G7 summit kicks off with virus, global economy and climate driving agenda
Leaders hope the Cornwall meeting will energise the global economy with plans to formally embrace a universal minimum tax of at least 15 percent on corporations, following an agreement reached a week ago.
G7 leaders have gathered for their first in-person talks in nearly two years, with an expected pledge to donate one billion Covid vaccine doses to poor countries on the agenda in a show of Western democratic cohesion.

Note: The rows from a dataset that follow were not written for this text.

Issue #6400, opened 2023-08-16
Implement a new concept for severity


marschwar:
## Expected Behavior

In #6383 we discussed what the severity model for detekt 2.0 should look like. When this issue is resolved, all of the properties below are implemented:

- [x]     The current values of the severity enum is replaced with the severity levels error, warning and info.
- [x]     The default severity of an all rules is error.
- [x]     The severity of a rule instance must be configurable via configuration file.
- [x]     It should be possible to configure to the severity at rule set level to apply it to all rules of the rule set (unless overwritten at rule level)
- [x]     The severity will be moved from the Issue to the Finding as it depends on a configurable rule instance.
- [x]     The concept of maxIssues will be removed. The build fails if (and only if) there is at least one issue with the severity error. #6408 
- [x]     It must be possible to reduce the level that has the build fail. Something similar to warningsAsError but also allowing the threshold to be lowered to info.
- [x]     The concept of weighted issues (build > weights) will be removed. #6389 
- [x]     The SeverityLevel will be removed.

## Current Behavior
The current severity model is confusing because the name suggests something that it really is not.

3flex:
Is this complete now? The last checkbox looks like it can be ticked off as the linked PR is merged.

marschwar:
Yes. Thanks for the reminder

jinia91:
Hi

This feature has been merged into the main branch and has been confirmed to work properly when run on main.

What is the reason it has not yet been released to the release branch?

Is it planned for a version after 2.0?

PR #6417, opened 2023-08-21
Allow the failure severity to be configured

marschwar:
This is supposed to be the final PR for #6400 introducing a new severity concept. It allows users to configure the minimum severity that leads to build failures


detekt-tooling/src/main/kotlin/io/github/detekt/tooling/api/spec/RulesSpec.kt
```diff
@@ -28,7 +29,17 @@ interface RulesSpec {
         /**
          * No issues with a severity of error is allowed.
          */
-        data object FailOnError : FailurePolicy()
+        data object DefaultFailurePolicy : FailurePolicy()
```
BraisGabin, line 32: I'm not sure about this one. Should the default value be handled by the core or by the clients? I would vote for the clients. I know that it means duplicate code on our cli and gradle plugin but we keep the flexibility for any other third party client. This case is kind of trivial but I think that our core shouldn't decide the default behaviours.

detekt-gradle-plugin/src/main/kotlin/io/gitlab/arturbosch/detekt/extensions/DetektExtension.kt
```diff
@@ -16,6 +16,10 @@ open class DetektExtension @Inject constructor(objects: ObjectFactory) : CodeQua
         toolVersion = loadDetektVersion(DetektExtension::class.java.classLoader)
     }
 
+    // TODO: We need to decide what to do with this property.
+    //   Currently we are using it to ignore build failures
+    //   which can also be done with 'failOnSeverity=never'
+    //   But this property is inherited from the CodeQualityExtension
```
BraisGabin, line 22: If it sis inherit I think that we should honor it. But I would remove it from our documentation. If someone sets it to true this will override the other property to value never and that's it.

detekt-tooling/src/main/kotlin/io/github/detekt/tooling/api/spec/RulesSpec.kt
marschwar: First of all, thank you for looking into this.

> Should the default value be handled by the core or by the clients?

That is exactly the question I was asking myself as well. I am not worried so much about code duplication but rather a consistent behavior across clients. But while implementing this, it already felt kind of strange and I agree now that we should have the clients define the default. That also helps with documentation, since users will not look at the core.

detekt-cli/src/main/kotlin/io/gitlab/arturbosch/detekt/cli/CliArgs.kt
```diff
@@ -86,6 +87,14 @@ class CliArgs {
     )
     private var reports: List<String>? = null
 
+    @Parameter(
+        names = ["--fail-on-severity"],
+        description = "Specifies the minimum severity that causes the build to fail. " +
+            "When the value is set to 'NEVER' detekt will not fail regardless of the number " +
+            "of issues and their severities."
+    )
+    var failOnSeverity: FailureSeverity? = null
```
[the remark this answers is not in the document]
marschwar: When the default is removed from the core, it will be set here.  Good point.

marschwar:
@detekt/maintainers: 
Before I finish this up with tests and documentation I would like your take on the `ignoreFailures` parameter in the `DetektExtension` (see https://github.com/detekt/detekt/pull/6417/files#diff-76e96187fb9c234b865786caa99de176c851268f7a284a2fd3d79402dd426f27) It used to be declared by the `CodeQualityExtension` which we no longer extend. This property would collide with the newly introduced `failOnSeverity` parameter. I see 2 options here:

* Keep both parameters and set failOnSeverity to `never` if ignoreFailures is set to true. Then we should also validate that the failOnSeverity parameter is not set. 
* Replace  `ignoreFailures`  with `failOnSeverity`. I do not know if ignoreFailures is some sort of community standard and should be available.

schalkms:
I vote for option 2. It seems to be the better long term option with lower maintenance.

3flex:
There's a third option which is my preference:
* Keep both parameters, use `failOnSeverity` to set the severity level that is considered a failure. If there are any issues raised at this level it won't fail the task/build if `ignoreFailures` is `true`

They're two different flags with two different features. The only reason we no longer extend `CodeQualityExtension` was to unblock https://github.com/detekt/detekt/pull/6496 - it wasn't because the properties in `CodeQualityExtension` were no longer relevant.

detekt-gradle-plugin/src/main/kotlin/io/gitlab/arturbosch/detekt/Detekt.kt
```diff
@@ -111,6 +113,10 @@ abstract class Detekt @Inject constructor(
     @get:Input
     abstract val ignoreFailures: Property<Boolean>
 
+    @get:Input
+    @get:Optional
+    abstract val failOnSeverity: Property<String>
```
3flex, line 118: This would be better as an enum than a string to make it simpler to choose valid values.

marschwar:
> There's a third option which is my preference:
> 
>     * Keep both parameters, use `failOnSeverity` to set the severity level that is considered a failure. If there are any issues raised at this level it won't fail the task/build if `ignoreFailures` is `true`

That is also an option that is easy to implement but what is a use case? Why would a user for example specify `failOnSeverity=error` and `ignoreFailures=true`?

detekt-gradle-plugin/src/main/kotlin/io/gitlab/arturbosch/detekt/Detekt.kt
marschwar: The goal was to make the configuration case insensitive but I guess this is only really relevant for the groovy dsl. I will introduce an enum.

3flex: It should be fine. It's mentioned as an example here: https://docs.gradle.org/current/userguide/custom_tasks.html#sec:supported_task_option_data_types

3flex:
True that if there's a "never" option for the new property there wouldn't normally be a reason, though it makes it a little simpler to hook up a way to toggle failures on and off if there's a boolean property available.

> I do not know if ignoreFailures is some sort of community standard and should be available.

It's available on all Gradle code quality tasks, test tasks, and the validate plugins task, so it's standard for every task in Gradle core that performs verification.

detekt-cli/src/main/kotlin/io/gitlab/arturbosch/detekt/cli/CliArgs.kt
```diff
@@ -86,6 +89,14 @@ class CliArgs {
     )
     private var reports: List<String>? = null
 
+    @Parameter(
+        names = ["--fail-on-severity"],
+        description = "Specifies the minimum severity that causes the build to fail. " +
+            "When the value is set to 'NEVER' detekt will not fail regardless of the number " +
```
BraisGabin, line 95:
```suggestion
            "When the value is set to `never` detekt will not fail regardless of the number " +
```

detekt-gradle-plugin/src/main/kotlin/io/gitlab/arturbosch/detekt/extensions/FailOnSeverity.kt
```diff
@@ -0,0 +1,8 @@
+package io.gitlab.arturbosch.detekt.extensions
+
+enum class FailOnSeverity {
+    ERROR,
+    WARNING,
+    INFO,
+    NEVER
```
BraisGabin, line 7: Nit: what do you think about `Never` instead? (same for the others). I usually don't like the snake case for enums. It feels too Java to me.

detekt-gradle-plugin/src/main/kotlin/io/gitlab/arturbosch/detekt/invoke/CliArgument.kt
```diff
@@ -80,6 +83,14 @@ internal data class BasePathArgument(val basePath: String?) : CliArgument() {
     override fun toArgument() = basePath?.let { listOf(BASE_PATH_PARAMETER, it) }.orEmpty()
 }
 
+internal data class FailOnSeverityArgument(val ignoreFailures: Boolean, val minSeverity: FailOnSeverity) :
+    CliArgument() {
+    override fun toArgument(): List<String> {
+        val effectiveSeverity = if (ignoreFailures) FailOnSeverity.NEVER else minSeverity
+        return listOf(FAIL_ON_SEVERITY_PARAMETER, effectiveSeverity.name.toLowerCase(Locale.ROOT))
```
BraisGabin, line 90:
```suggestion
        return listOf(FAIL_ON_SEVERITY_PARAMETER, effectiveSeverity.name.lowercase())
```
🤔 Isn't this the not deprecated one?

TWiStErRob:
> what is a use case? Why would a user for example specify failOnSeverity=error and ignoreFailures=true?

@marschwar Imagine that the code checked into the repo is error+false, as a default for most developers + CI. But some developers might want to toggle ignoreFailures=true locally, because they have a different process, they could write experimental code, make it work, then clean it up.

detekt-gradle-plugin/src/main/kotlin/io/gitlab/arturbosch/detekt/invoke/CliArgument.kt
marschwar: Yes it is. Maybe you can help me on this. For some reason the `lowercase` extension function is not available in the detekt-cli main source set. It is available in the test source set though.

marschwar:
> > what is a use case? Why would a user for example specify failOnSeverity=error and ignoreFailures=true?
> 
> @marschwar Imagine that the code checked into the repo is error+false, as a default for most developers + CI. But some developers might want to toggle ignoreFailures=true locally, because they have a different process, they could write experimental code, make it work, then clean it up.

But they would still change the gradle build file. I do not see why changing ignoreFailues to true is any easier than changing failOnSeverity to never. 
But I do not want to argue against the approach. I was just curious if I had been missing something. The question I was asking myself was if it helps the users or will it confuse them to have both.

detekt-gradle-plugin/src/main/kotlin/io/gitlab/arturbosch/detekt/extensions/FailOnSeverity.kt
marschwar: Fair point. I have been doing way too much java lately.

marschwar: Fun fact: JCommander assumes all-caps enum values. 
https://github.com/cbeust/jcommander/blob/d7ec08c66ee5569089161725f433c7e96ec9403b/src/main/java/com/beust/jcommander/converters/EnumConverter.java#L29-L41

detekt-gradle-plugin/src/main/kotlin/io/gitlab/arturbosch/detekt/invoke/CliArgument.kt
BraisGabin: I assume that the gradle plugin code uses an older version of kotlin. Nothing to do here then.

BraisGabin (approved):
LGTM great job :)

BraisGabin:
@marschwar is there something blocking this to be merged? What can we do to make this happen?

marschwar:
Thank you @BraisGabin for the reminder. I did just resolve the merge conflicts. I did not plan to make any more additions to this PR. To me it is good to go.

BraisGabin:
Then, let's merge it! It improves the project :)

The club of leading economies - Britain, Canada, France, Germany, Italy, Japan and United States - say a joint approach is the world's best chance for recovering from the global health crisis, and tackling climate change.
President Joe Biden has set the tone, ditching former US President Donald Trump's isolationist stance to ram home a message of resolve by the G7 and NATO against both Beijing and Moscow, as he heads into his first sit-down with Russian President Vladimir Putin next week in Geneva.
Campaigners say the G7's vaccine donations pledge for this year and next – including 500 million US doses – is far too little, too late to end a pandemic that has claimed over 3.7 million lives worldwide.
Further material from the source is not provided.